Their success really kicked in when they took the brave decision to swap sides on court a few years ago. Unusually for doubles, they now line up with left-handed Bob on the right.
The Bryans dominated except for the second set when Santoro and Zimonjic briefly lived up to their status as No 6 seeds and tried to add to the win in their only previous meeting, in January. But the Bryans, who were taken to an 11-9 fifth and final set in the first round, finally showed why they were seeded No 1 and are the world's best doubles team. They were pumped up, aggressive and subtle when they needed to be. Bob played one of the cutest shots of the Championships when, forced wide and out of court, he hit a winning shot past the net post, about a foot above the ground.
Bob then had about 45 minutes to prepare for his mixed-doubles final, partnering Venus Williams against Israel's Andy Ram and Russian Vera Zvonareva, leaving Mike alone on centre stage. He said: "When I meet people, they say, 'Have you won Wimbledon?' They don't say, 'Have you won the US Open?' I hate to say, 'Yeah, lost in the finals'. It's gonna be pretty sweet to say, 'We're Wimbledon champions'. We've been thinking about this career Slam since we won the US Open and the Australian back to back. This was the last one to get."

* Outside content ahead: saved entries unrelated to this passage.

PR #52565, opened 2024-05-29
ComplianceAsCode: Add PCI-DSS v4 profiles to e2e

yuumasato:
Upstream is working on PCI-DSS v4 security compliance profiles for OCP4.
Let's enable testing on those profiles so that we keep watch on any issue with the profile.


yuumasato:
CC: @rhmdnd @Vincent056

PR #52567, opened 2024-05-29
Add openshift-abi-qe Rover group to QCI RBAC

bmanzari:
As per documentation at https://docs.ci.openshift.org/docs/how-tos/use-registries-in-build-farm/#how-do-i-gain-access-to-qci

Adding OCP Agent Based Installer QE Rover Group to QCI RBAC

https://rover.redhat.com/groups/group/openshift-abi-qe


danilo-gemoli:
/lgtm
again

Bob was not so impressive in the mixed. He was the weakest link as last year's singles champion Williams went home a loser on finals day. The Israel-Russia alliance was very impressive and raced to a 6-3 6-2 victory. Bryan was then left with the tricky task of telling Venus he had decided to snub her in favour of Martina Navratilova's farewell at the US Open mixed next month. Telling her that brother Mike was willing to fill the void might have softened the blow. Although Mike missed out on a share of another £90,000, he still had every right to celebrate a good day's work.
There is big celebration planned in Denmark this week. Caroline Wozniacki will probably have a cracking 16th birthday party on Tuesday. She already has the perfect present to show off to her friends, the Wimbledon Girls' Singles Championship trophy.
The 15-year-old plans to graduate to the women's tour after playing the juniors at the US Open next month. She is a leggy blonde, who already stands nearly 6ft tall and boasts four main sponsors. But she has based her game on the touch and talent of her idol Martina Hingis rather than the big power-hitters of the modern game. And the No 4 seed displayed a full array of shots in a 3-6 6-1 6-3 win against gallant Slovakian Magdalena Rybarikova.